▶ _DATA TO USE_

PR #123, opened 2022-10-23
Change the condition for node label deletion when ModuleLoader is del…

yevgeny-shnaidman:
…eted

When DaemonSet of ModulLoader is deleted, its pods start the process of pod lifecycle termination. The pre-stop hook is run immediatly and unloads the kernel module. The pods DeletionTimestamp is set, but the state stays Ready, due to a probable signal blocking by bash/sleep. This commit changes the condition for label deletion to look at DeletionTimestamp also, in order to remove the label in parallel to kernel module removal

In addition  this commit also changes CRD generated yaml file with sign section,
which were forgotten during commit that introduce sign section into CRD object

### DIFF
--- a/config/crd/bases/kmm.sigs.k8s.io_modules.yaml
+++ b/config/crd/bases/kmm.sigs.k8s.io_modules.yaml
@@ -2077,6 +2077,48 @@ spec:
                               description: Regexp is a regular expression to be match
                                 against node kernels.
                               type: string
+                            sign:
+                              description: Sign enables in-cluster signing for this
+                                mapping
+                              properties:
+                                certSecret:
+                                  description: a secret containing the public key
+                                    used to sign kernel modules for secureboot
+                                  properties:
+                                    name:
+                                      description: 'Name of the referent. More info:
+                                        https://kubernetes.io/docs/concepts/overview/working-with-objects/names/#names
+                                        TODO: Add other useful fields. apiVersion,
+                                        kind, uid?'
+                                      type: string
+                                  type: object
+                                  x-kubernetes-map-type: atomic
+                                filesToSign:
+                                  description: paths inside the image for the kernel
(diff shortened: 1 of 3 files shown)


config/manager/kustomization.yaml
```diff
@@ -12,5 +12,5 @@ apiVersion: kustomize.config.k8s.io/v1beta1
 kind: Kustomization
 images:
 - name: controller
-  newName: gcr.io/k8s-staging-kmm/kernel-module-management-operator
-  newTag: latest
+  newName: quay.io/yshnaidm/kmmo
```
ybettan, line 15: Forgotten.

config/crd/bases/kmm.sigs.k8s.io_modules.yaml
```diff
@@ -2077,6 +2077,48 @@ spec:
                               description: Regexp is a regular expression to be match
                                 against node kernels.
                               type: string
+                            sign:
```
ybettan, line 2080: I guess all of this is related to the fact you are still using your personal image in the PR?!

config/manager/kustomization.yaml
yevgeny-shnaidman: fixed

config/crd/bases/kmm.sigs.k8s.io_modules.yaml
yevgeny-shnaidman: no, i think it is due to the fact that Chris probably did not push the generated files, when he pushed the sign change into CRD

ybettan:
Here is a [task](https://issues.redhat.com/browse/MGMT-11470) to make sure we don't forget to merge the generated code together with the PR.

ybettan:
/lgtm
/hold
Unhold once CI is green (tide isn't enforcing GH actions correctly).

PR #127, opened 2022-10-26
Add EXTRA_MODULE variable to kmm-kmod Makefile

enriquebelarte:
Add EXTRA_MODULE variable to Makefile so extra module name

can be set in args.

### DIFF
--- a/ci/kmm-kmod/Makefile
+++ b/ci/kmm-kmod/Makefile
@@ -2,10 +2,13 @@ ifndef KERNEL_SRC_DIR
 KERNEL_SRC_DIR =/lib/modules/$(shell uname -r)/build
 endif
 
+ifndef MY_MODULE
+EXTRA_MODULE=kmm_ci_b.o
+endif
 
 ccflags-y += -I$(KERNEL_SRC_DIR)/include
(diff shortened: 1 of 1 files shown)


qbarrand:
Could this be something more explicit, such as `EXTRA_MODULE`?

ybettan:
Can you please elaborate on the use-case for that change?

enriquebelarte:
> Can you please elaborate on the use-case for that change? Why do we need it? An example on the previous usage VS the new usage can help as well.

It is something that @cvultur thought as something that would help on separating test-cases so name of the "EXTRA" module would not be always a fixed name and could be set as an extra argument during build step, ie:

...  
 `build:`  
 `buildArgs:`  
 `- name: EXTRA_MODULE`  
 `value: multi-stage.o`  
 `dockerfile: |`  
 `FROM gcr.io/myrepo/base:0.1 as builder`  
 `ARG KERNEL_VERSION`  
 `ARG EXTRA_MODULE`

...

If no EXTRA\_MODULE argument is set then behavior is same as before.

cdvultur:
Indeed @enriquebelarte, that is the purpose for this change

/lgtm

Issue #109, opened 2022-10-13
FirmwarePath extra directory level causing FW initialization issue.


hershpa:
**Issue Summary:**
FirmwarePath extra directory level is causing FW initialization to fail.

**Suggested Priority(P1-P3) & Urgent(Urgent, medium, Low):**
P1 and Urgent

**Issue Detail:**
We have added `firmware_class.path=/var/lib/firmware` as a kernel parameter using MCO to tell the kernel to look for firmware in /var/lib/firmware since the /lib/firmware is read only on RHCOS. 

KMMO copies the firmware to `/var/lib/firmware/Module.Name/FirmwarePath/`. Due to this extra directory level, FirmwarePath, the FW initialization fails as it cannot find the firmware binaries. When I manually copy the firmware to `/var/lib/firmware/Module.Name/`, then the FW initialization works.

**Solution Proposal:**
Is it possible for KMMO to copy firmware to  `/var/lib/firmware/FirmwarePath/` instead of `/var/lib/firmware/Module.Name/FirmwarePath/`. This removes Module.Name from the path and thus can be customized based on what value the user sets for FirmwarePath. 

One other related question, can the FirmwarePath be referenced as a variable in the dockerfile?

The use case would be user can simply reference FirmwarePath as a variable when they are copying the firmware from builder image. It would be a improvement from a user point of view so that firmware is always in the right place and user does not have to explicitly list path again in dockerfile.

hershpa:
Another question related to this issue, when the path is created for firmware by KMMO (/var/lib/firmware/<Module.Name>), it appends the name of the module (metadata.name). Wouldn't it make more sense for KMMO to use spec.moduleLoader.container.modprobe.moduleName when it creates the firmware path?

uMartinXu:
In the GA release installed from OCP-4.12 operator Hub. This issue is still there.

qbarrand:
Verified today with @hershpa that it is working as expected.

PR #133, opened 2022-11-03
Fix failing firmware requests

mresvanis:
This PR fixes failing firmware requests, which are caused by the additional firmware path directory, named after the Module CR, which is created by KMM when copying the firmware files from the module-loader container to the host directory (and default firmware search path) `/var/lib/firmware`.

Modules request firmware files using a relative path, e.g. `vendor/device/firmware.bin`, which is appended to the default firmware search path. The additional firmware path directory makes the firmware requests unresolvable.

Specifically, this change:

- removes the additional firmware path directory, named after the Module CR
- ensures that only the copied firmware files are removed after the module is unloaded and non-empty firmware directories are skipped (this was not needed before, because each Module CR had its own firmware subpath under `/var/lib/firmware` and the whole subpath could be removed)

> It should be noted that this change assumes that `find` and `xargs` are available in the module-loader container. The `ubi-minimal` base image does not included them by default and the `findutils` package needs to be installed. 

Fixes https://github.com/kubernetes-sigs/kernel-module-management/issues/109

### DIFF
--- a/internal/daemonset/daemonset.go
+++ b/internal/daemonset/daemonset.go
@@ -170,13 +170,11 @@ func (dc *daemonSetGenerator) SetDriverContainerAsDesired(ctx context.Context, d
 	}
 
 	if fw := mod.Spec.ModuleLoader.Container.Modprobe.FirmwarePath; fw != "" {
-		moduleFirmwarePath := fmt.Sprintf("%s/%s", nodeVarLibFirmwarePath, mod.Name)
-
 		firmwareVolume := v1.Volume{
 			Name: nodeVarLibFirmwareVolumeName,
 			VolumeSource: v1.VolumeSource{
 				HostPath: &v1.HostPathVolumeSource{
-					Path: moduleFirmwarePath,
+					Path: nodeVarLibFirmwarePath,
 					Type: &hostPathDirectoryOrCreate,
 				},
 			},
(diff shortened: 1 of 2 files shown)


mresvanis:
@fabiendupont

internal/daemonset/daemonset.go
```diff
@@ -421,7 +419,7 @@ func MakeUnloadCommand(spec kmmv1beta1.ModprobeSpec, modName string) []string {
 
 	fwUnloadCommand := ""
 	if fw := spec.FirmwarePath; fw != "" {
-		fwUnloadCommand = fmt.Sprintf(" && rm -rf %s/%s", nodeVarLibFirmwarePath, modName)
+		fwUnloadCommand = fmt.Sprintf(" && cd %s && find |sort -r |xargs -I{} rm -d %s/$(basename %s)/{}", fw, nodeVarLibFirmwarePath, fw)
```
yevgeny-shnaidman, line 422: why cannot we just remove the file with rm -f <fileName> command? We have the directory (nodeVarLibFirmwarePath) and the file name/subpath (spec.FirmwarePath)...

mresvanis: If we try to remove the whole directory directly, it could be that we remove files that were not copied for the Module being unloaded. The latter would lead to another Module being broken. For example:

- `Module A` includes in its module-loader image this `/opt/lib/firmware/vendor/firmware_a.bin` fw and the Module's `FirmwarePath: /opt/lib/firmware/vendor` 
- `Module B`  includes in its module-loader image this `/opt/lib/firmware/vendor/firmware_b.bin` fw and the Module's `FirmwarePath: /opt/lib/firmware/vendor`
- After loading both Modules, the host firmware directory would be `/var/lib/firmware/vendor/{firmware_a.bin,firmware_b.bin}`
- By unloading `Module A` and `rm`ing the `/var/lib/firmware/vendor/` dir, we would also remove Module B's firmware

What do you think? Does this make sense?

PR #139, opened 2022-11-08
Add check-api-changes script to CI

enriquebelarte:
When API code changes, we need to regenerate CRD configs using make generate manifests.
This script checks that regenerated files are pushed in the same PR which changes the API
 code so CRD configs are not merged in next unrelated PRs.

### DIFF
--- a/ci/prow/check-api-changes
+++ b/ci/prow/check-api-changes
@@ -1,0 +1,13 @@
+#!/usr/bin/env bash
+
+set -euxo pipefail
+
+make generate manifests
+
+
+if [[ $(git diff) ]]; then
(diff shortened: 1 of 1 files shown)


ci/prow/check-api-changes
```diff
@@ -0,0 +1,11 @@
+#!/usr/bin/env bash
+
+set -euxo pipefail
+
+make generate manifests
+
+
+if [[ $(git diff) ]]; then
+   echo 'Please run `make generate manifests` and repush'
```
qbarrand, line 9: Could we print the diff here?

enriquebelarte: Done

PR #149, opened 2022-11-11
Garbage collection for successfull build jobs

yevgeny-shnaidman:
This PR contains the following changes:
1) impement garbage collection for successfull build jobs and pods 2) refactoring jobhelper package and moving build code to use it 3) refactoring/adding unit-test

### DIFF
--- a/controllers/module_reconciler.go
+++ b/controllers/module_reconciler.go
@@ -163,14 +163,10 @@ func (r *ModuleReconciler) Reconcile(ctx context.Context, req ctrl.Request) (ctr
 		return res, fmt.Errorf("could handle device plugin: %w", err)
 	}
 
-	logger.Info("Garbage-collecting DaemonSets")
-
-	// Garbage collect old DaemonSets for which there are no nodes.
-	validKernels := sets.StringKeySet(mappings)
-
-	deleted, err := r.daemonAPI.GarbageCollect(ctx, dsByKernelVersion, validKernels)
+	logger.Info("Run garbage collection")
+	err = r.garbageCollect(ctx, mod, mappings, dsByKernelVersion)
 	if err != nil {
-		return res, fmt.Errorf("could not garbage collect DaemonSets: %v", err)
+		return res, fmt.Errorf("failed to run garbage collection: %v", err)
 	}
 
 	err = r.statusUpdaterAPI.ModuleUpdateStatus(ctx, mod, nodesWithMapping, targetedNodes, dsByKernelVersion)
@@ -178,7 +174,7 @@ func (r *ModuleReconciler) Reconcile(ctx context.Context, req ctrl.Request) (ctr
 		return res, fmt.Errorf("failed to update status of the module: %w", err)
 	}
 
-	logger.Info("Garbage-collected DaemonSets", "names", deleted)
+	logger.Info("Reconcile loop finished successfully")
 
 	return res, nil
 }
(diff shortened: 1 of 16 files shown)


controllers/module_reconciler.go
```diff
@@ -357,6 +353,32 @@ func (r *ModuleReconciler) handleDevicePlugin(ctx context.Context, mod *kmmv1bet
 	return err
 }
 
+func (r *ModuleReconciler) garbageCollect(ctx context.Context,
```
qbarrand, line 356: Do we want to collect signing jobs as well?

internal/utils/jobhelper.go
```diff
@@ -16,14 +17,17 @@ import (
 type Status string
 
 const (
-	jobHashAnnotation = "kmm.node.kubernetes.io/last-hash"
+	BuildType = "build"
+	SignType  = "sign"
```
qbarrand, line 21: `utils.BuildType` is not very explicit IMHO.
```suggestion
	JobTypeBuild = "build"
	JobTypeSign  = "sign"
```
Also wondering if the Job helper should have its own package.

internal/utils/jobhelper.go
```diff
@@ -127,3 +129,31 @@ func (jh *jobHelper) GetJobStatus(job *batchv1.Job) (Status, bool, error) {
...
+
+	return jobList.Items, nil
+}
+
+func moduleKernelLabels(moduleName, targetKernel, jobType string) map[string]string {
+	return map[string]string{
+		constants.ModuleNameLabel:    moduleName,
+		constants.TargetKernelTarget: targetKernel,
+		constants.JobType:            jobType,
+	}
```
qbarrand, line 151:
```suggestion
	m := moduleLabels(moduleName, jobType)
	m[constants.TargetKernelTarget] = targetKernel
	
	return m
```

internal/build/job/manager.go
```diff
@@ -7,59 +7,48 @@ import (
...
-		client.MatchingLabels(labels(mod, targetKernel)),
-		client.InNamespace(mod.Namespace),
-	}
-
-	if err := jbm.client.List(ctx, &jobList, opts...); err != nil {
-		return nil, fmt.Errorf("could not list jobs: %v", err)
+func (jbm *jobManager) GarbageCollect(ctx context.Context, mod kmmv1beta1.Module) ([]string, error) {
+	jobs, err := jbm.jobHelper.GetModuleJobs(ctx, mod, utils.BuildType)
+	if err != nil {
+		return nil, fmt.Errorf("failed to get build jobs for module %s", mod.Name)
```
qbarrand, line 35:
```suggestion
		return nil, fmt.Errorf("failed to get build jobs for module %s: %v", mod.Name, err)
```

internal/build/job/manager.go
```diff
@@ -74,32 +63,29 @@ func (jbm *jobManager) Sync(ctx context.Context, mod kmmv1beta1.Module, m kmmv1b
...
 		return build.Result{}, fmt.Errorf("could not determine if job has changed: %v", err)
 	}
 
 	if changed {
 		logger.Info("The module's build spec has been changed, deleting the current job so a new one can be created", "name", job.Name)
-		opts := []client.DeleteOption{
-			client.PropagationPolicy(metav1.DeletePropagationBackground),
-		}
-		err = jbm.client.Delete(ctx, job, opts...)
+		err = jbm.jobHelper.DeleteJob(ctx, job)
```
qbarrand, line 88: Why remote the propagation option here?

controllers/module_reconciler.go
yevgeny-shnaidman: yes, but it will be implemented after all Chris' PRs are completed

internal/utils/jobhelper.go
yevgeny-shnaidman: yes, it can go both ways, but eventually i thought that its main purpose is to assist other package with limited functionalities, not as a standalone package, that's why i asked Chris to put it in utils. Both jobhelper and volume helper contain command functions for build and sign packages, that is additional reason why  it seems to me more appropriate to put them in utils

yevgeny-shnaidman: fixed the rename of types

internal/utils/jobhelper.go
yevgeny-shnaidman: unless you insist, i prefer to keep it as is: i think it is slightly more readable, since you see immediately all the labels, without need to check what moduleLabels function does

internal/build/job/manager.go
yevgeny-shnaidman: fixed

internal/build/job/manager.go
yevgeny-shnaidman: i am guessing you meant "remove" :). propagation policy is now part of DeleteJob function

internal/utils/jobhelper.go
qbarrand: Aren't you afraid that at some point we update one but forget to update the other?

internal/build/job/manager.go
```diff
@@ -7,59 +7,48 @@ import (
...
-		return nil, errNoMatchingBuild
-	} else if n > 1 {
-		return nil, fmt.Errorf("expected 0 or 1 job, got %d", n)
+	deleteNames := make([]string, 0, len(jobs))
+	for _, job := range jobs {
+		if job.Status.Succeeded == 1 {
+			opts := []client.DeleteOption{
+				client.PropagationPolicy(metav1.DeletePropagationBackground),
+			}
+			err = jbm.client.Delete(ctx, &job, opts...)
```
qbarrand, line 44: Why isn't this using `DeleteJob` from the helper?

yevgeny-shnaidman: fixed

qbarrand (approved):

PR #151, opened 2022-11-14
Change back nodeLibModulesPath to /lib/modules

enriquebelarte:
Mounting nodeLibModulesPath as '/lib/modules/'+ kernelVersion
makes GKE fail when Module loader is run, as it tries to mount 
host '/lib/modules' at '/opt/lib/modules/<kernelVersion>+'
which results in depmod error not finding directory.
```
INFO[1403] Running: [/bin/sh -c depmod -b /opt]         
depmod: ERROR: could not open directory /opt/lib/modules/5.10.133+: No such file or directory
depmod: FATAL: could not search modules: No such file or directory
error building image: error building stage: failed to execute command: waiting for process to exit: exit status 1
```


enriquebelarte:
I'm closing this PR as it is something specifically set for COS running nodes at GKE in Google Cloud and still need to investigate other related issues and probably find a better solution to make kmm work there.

▶ _REQUIRED ACTION_
Report how many lines in this data include the string "example", and nothing else.

▶ _OUTPUT BELOW_
2